PR #471, opened 2019-01-23
Using chef/chef path_helper and removed the knife-windows path_helper

### LINKED ISSUE #467: Use the Chef path_helper instead of the vendored version
knife-windows currently has it's own path_helper library that was included because the path_helper in Chef 11 did not include the home method. We can assume everyone is on Chef 12 or later at this point and switch back to Chef's own helper.

Vasu1105:
Signed-off-by: vasu1105 <vasundhara.jagdale@msystechnologies.com>

As mentioned in #467 knife-windows currently has it's own path_helper library that was included because the path_helper in Chef 11 did not include the home method. We can assume everyone is on Chef 12 or later at this point and switch back to Chef's own helper

Fixed #467


tas50:
Thanks @Vasu1105

PR #477, opened 2019-04-11
Prep branch for knife-windows v3

btm:
knife-windows v3 will support only chef >= 15, which contains support for bootstrapping windows.

I've already created a `2-stable` branch.


appveyor.yml
```diff
@@ -8,8 +8,6 @@ environment:
   bundle_gemfile: ci.gemfile
 
   matrix:
-    - ruby_version: "24"
-      chef_version: "~> 14.0"
     - ruby_version: "25"
```
tas50: We should get ruby 26 added here since they have it

.travis.yml
```diff
@@ -4,7 +4,6 @@ dist: xenial
 sudo: false
 
 rvm:
-  - 2.4.5
   - 2.5.3
   - 2.6.0
```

************

Every entry that appears above should be duplicated exactly.

Exercise answer:
PR #471, opened 2019-01-23
Using chef/chef path_helper and removed the knife-windows path_helper

### LINKED ISSUE #467: Use the Chef path_helper instead of the vendored version
knife-windows currently has it's own path_helper library that was included because the path_helper in Chef 11 did not include the home method. We can assume everyone is on Chef 12 or later at this point and switch back to Chef's own helper.

Vasu1105:
Signed-off-by: vasu1105 <vasundhara.jagdale@msystechnologies.com>

As mentioned in #467 knife-windows currently has it's own path_helper library that was included because the path_helper in Chef 11 did not include the home method. We can assume everyone is on Chef 12 or later at this point and switch back to Chef's own helper

Fixed #467


tas50:
Thanks @Vasu1105

PR #477, opened 2019-04-11
Prep branch for knife-windows v3

btm:
knife-windows v3 will support only chef >= 15, which contains support for bootstrapping windows.

I've already created a `2-stable` branch.


appveyor.yml
```diff
@@ -8,8 +8,6 @@ environment:
   bundle_gemfile: ci.gemfile
 
   matrix:
-    - ruby_version: "24"
-      chef_version: "~> 14.0"
     - ruby_version: "25"
```
tas50: We should get ruby 26 added here since they have it

.travis.yml
```diff
@@ -4,7 +4,6 @@ dist: xenial
 sudo: false
 
 rvm:
-  - 2.4.5
   - 2.5.3
   - 2.6.0
```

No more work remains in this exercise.